ASSIGNMENT:
In the lines below, count those containing the word "peterrsongg" and give the number alone.

Stored items:
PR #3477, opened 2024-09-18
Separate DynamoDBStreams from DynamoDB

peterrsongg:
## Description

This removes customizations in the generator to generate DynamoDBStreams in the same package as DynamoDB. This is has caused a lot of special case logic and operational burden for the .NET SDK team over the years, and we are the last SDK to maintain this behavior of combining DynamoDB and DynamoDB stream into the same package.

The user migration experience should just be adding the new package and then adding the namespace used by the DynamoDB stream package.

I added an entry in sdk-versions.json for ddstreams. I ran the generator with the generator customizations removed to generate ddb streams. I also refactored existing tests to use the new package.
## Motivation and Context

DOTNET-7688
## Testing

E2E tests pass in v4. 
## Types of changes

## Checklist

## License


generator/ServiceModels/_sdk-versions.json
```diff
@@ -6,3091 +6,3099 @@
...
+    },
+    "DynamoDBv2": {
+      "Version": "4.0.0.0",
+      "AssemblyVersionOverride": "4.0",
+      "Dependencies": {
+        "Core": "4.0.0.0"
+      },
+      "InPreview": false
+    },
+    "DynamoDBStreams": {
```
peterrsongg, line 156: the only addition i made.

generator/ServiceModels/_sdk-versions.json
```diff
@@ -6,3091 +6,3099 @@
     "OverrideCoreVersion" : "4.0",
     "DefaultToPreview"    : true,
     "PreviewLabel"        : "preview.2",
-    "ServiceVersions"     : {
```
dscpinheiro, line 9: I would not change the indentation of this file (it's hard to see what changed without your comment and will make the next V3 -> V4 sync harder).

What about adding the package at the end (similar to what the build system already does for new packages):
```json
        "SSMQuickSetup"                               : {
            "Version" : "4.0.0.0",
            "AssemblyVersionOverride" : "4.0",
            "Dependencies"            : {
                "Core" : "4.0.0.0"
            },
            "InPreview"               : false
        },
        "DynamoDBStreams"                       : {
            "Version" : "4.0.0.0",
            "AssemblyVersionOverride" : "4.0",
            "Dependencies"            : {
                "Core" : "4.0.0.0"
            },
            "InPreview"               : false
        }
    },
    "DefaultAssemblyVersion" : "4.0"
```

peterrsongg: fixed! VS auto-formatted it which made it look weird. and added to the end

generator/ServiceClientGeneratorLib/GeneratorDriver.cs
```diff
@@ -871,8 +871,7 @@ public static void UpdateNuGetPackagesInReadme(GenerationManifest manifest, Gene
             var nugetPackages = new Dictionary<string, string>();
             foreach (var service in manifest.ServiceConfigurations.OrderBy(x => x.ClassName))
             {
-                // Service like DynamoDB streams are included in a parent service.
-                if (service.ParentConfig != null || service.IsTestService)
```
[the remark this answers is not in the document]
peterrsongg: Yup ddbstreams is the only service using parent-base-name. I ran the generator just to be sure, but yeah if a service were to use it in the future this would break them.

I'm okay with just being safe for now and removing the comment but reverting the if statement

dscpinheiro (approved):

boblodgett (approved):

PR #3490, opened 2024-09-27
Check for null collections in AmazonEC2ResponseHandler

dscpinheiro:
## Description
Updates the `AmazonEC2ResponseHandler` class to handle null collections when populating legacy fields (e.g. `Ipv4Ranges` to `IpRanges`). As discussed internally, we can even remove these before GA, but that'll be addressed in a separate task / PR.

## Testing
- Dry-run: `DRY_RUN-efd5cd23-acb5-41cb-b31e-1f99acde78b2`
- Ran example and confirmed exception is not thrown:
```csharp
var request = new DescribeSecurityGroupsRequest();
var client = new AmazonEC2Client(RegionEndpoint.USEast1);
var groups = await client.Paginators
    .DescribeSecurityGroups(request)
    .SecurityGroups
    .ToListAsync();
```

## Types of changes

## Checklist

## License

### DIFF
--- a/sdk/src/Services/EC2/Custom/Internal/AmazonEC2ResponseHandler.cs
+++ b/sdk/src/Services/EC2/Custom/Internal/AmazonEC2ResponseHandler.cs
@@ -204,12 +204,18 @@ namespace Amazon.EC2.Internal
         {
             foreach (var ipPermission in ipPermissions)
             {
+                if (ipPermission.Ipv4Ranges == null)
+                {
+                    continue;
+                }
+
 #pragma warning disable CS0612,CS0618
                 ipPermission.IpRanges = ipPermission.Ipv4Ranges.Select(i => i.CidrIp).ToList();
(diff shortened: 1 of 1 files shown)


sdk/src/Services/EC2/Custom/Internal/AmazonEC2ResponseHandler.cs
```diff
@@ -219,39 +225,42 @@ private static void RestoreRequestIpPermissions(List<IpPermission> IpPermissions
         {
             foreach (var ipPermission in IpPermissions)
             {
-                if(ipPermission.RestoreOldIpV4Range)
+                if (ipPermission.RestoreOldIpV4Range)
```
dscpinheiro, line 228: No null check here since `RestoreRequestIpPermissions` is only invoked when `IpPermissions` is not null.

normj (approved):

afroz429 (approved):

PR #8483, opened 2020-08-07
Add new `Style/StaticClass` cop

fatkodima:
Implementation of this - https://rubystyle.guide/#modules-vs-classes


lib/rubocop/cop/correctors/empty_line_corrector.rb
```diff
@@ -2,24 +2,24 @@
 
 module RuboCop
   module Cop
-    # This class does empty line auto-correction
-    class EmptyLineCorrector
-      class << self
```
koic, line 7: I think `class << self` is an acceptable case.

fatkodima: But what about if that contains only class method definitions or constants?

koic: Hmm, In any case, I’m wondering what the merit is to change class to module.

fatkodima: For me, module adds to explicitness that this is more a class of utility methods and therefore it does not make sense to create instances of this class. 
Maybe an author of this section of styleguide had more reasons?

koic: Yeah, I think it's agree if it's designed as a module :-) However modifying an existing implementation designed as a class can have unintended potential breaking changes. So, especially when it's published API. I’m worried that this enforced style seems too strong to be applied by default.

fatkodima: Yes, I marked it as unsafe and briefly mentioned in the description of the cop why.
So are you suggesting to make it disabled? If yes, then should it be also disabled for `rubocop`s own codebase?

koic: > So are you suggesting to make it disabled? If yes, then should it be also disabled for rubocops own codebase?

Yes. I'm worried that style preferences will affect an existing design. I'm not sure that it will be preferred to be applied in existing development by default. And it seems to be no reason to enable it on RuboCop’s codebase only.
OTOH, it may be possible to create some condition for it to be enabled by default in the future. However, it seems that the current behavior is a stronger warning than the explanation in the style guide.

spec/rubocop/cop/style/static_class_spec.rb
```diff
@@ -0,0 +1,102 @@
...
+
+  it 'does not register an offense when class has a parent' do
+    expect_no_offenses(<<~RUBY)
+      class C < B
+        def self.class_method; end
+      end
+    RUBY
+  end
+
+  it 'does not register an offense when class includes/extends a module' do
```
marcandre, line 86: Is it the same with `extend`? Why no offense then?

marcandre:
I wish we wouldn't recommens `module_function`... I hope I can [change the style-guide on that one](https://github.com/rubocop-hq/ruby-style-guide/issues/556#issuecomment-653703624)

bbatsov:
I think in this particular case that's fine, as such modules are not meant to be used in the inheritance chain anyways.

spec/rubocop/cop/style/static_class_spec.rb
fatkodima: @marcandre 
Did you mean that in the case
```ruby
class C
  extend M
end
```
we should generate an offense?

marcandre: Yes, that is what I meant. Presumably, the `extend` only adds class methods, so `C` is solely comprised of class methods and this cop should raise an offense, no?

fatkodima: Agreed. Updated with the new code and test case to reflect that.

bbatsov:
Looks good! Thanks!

==

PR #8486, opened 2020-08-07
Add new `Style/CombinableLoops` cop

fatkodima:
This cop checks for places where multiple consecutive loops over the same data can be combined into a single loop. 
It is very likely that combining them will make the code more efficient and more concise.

* * *

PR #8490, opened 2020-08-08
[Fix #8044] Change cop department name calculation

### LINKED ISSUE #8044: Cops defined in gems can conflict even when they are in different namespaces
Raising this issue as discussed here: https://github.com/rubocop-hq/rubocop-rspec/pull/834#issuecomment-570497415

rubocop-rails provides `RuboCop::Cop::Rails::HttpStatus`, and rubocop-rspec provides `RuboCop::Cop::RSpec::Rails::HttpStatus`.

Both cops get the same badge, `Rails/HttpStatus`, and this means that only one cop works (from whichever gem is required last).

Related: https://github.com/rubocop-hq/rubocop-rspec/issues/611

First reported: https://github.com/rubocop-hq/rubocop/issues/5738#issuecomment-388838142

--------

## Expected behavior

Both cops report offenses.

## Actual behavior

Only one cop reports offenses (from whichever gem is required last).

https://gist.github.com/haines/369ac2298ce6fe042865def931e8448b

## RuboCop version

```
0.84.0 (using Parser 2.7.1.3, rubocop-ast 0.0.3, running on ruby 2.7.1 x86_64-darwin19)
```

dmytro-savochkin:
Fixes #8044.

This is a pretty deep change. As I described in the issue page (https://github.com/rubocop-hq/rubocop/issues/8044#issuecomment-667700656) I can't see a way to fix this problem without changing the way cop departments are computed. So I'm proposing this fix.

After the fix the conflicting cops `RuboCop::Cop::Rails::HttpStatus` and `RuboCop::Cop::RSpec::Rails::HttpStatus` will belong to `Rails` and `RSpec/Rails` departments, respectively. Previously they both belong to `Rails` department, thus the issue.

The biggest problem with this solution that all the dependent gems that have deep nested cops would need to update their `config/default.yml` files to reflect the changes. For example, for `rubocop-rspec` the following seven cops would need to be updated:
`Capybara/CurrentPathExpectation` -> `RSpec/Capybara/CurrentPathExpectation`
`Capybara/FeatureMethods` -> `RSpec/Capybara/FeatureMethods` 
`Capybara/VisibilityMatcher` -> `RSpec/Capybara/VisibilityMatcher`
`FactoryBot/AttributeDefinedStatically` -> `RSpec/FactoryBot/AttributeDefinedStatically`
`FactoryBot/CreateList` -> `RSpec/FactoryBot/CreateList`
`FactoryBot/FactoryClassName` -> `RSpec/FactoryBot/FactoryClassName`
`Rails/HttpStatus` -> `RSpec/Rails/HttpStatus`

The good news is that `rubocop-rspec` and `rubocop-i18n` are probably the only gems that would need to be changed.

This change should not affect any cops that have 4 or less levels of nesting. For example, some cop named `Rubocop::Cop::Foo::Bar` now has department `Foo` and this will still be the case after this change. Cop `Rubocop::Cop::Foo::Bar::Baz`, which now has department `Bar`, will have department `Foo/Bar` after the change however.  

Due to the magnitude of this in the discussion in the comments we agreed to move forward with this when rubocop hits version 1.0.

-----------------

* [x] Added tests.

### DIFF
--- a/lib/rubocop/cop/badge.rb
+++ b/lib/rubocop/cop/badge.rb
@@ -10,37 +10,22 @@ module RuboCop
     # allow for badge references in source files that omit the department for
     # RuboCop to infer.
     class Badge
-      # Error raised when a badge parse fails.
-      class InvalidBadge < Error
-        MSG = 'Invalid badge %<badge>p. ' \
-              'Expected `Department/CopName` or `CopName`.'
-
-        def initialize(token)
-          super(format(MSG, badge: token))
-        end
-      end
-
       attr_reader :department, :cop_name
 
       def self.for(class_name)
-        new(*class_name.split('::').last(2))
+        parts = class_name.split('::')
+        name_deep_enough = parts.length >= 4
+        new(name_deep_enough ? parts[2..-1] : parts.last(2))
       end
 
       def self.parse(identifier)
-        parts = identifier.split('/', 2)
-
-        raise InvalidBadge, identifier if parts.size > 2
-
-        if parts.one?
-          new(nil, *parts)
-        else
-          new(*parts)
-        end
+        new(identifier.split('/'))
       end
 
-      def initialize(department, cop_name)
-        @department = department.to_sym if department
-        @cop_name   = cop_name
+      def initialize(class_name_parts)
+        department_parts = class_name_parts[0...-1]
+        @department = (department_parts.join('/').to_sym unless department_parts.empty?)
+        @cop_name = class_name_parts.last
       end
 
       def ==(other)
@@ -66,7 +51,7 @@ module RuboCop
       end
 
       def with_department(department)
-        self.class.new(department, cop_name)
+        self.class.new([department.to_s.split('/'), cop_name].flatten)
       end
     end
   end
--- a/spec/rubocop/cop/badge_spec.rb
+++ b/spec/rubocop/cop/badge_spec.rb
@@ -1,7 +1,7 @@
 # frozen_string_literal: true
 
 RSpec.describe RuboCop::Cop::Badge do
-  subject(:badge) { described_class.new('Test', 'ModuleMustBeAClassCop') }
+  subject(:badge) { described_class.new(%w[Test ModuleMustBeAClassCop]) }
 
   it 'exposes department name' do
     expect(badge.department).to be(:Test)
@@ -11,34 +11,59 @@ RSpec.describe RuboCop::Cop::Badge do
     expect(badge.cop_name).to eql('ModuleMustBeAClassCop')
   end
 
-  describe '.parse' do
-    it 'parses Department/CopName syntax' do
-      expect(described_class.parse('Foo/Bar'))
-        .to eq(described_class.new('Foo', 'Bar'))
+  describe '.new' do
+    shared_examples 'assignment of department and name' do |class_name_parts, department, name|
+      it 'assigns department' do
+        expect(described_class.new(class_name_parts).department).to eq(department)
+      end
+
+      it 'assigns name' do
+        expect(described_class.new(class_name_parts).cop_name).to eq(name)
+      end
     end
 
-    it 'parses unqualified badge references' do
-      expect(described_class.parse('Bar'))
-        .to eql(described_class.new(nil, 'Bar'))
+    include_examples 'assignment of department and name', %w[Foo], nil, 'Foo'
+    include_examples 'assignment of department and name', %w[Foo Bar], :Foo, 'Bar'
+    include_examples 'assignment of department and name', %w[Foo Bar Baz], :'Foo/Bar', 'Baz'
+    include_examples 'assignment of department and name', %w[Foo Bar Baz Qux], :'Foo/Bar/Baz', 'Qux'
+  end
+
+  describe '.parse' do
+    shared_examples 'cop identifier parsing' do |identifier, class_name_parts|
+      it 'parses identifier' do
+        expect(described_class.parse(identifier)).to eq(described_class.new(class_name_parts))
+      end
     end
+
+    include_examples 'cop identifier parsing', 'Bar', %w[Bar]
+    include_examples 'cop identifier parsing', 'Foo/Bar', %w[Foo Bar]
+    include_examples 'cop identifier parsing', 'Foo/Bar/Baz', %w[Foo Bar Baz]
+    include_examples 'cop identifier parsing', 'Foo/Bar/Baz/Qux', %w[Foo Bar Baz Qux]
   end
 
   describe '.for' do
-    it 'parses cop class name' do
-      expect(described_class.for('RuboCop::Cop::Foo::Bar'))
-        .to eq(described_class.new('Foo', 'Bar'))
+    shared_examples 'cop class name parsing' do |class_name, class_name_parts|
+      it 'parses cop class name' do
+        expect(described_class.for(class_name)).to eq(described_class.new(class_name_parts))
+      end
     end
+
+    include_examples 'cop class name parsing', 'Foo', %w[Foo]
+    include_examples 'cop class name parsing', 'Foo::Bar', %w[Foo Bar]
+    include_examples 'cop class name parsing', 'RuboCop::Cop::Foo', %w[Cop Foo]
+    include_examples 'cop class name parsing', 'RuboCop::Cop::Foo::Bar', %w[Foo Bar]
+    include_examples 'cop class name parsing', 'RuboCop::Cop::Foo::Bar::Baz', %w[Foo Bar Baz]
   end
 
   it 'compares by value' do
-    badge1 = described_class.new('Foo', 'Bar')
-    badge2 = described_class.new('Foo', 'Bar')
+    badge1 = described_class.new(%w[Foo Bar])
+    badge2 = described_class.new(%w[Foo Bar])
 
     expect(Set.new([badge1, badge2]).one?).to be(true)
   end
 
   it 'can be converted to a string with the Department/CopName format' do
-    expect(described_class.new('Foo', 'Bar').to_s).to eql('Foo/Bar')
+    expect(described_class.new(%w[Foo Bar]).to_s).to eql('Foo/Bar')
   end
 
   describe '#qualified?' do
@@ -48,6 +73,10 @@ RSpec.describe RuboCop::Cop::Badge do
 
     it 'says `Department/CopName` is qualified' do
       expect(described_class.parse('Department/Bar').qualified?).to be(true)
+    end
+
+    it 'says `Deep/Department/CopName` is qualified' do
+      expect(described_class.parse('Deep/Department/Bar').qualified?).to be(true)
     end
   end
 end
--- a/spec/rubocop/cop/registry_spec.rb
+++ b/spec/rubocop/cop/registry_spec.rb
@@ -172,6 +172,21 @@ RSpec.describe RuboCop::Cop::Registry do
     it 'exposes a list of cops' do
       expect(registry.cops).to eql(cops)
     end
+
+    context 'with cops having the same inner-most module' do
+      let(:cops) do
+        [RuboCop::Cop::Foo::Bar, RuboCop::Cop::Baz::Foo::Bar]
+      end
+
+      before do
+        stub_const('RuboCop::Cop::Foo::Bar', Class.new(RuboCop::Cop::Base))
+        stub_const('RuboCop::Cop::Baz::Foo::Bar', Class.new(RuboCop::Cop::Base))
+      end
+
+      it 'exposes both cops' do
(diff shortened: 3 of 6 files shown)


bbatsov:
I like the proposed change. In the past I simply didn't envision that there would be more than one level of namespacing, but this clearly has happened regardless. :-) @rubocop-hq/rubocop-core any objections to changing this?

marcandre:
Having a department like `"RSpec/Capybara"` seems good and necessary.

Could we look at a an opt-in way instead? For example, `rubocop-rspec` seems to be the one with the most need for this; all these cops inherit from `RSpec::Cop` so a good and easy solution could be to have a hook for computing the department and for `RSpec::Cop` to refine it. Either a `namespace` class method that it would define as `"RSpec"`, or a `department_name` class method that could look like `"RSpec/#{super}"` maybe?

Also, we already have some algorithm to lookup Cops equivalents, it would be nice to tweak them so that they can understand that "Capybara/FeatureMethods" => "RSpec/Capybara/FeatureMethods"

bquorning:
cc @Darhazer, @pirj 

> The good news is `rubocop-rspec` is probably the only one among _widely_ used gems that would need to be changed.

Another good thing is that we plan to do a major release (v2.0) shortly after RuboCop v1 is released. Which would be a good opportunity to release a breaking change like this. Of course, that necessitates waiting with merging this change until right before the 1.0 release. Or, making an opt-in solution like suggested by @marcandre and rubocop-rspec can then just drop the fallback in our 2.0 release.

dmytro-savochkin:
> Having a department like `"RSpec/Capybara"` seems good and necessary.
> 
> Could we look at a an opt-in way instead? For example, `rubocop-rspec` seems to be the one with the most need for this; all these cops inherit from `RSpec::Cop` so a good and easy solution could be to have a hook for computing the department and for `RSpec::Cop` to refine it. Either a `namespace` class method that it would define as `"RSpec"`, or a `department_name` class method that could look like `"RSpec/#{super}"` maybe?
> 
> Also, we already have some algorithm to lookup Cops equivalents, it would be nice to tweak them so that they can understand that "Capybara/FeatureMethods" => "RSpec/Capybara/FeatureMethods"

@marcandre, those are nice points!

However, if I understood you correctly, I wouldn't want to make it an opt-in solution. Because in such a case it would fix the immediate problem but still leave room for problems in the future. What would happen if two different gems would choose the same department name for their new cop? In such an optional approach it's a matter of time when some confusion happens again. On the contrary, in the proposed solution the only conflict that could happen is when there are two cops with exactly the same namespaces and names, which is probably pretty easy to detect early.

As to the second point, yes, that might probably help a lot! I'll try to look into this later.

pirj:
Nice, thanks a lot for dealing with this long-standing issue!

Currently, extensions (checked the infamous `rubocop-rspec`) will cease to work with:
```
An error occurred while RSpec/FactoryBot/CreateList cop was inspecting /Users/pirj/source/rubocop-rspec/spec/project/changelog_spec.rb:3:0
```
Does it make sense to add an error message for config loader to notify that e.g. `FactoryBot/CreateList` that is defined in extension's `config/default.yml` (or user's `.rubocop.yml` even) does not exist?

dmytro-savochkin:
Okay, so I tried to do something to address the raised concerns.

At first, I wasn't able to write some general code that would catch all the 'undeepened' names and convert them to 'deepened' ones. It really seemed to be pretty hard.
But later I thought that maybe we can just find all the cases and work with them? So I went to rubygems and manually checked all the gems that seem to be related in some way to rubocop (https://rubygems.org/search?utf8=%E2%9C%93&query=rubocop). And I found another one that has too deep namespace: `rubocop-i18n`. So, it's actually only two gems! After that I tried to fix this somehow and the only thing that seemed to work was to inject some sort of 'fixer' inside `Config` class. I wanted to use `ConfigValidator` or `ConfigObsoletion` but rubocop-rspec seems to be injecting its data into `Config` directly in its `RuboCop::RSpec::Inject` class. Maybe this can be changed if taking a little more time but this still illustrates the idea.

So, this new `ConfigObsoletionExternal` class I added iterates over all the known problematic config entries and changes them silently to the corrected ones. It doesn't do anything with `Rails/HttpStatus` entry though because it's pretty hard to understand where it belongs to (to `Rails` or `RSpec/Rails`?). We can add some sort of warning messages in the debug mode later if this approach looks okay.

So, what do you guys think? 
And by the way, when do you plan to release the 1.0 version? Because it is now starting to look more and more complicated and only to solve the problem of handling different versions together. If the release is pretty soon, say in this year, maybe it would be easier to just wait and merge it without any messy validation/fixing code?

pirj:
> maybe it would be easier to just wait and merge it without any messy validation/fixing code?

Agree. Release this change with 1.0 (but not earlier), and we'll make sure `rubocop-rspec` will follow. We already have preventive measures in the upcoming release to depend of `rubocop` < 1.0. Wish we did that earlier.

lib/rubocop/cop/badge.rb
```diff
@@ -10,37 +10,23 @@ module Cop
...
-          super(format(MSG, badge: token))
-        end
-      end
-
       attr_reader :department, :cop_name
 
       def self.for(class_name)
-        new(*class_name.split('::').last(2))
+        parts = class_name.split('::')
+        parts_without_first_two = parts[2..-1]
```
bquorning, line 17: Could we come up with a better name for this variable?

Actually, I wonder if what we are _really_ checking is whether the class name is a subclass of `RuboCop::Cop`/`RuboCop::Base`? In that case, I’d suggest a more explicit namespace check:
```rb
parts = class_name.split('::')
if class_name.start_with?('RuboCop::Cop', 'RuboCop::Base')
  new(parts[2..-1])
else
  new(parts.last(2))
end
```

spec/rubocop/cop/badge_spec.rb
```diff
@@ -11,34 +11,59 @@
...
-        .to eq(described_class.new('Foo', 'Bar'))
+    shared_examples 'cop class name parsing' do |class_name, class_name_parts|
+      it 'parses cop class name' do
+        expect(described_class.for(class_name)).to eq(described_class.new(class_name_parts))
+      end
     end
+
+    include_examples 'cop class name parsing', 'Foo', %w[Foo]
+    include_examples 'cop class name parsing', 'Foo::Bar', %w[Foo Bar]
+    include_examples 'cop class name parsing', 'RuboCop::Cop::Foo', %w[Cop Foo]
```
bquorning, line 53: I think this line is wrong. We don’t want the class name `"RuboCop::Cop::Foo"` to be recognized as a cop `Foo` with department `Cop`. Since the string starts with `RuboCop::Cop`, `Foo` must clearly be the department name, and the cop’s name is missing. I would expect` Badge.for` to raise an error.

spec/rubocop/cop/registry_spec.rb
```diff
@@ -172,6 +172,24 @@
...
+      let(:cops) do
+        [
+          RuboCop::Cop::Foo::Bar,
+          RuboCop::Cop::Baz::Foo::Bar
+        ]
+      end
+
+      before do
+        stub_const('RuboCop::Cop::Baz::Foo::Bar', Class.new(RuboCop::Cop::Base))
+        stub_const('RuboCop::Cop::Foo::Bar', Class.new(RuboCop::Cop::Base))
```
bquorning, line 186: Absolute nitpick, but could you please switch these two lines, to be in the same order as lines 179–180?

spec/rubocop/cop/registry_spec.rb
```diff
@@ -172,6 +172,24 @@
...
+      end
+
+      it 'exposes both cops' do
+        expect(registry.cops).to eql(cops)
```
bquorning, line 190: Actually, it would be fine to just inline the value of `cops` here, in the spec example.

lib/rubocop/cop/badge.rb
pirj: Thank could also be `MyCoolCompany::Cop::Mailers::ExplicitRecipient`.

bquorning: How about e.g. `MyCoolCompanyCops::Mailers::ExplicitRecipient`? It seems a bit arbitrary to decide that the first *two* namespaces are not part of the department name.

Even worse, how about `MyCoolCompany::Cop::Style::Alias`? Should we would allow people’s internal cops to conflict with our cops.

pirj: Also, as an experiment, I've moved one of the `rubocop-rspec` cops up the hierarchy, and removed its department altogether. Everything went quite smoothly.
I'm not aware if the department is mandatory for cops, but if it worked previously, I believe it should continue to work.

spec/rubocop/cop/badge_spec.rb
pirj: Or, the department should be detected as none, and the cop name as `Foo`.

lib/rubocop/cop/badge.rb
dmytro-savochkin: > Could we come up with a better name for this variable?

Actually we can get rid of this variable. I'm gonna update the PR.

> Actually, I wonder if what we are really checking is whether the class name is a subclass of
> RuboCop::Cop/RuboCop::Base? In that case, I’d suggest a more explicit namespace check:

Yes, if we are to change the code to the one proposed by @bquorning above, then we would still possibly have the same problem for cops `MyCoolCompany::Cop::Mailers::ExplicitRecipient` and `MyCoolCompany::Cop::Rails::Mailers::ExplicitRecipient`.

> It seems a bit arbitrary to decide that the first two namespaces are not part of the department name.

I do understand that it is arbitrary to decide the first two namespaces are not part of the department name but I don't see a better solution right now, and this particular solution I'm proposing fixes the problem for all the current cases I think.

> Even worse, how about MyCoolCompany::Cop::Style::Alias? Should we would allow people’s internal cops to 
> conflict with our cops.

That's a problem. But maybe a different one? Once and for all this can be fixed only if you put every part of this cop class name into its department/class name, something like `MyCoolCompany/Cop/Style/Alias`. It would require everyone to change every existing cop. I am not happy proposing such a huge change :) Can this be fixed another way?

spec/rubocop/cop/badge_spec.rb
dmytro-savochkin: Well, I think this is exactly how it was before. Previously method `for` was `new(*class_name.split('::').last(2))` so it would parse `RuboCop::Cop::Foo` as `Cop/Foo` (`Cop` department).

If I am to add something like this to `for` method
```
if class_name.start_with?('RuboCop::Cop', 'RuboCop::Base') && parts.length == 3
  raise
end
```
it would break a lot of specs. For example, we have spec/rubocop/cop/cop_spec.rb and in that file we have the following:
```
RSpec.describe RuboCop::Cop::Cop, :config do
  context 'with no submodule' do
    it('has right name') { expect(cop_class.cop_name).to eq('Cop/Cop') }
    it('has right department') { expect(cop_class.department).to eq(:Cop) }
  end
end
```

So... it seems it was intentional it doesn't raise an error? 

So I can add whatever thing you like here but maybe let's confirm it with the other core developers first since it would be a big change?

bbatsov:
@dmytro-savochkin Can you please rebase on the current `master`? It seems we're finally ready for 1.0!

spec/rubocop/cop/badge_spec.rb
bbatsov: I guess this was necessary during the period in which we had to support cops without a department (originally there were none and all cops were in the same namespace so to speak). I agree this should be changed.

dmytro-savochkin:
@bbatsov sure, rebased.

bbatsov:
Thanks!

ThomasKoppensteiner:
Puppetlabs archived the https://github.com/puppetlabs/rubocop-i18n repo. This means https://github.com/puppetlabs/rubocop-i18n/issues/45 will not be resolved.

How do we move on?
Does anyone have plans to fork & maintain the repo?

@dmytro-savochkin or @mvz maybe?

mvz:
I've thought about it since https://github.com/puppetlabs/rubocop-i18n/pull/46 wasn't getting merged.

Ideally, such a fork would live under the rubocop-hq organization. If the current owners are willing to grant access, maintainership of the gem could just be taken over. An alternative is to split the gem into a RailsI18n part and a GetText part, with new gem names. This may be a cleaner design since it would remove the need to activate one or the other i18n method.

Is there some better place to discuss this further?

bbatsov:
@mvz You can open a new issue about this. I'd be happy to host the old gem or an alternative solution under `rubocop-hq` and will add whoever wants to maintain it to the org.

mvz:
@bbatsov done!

SOLUTION TO THIS PROBLEM:
4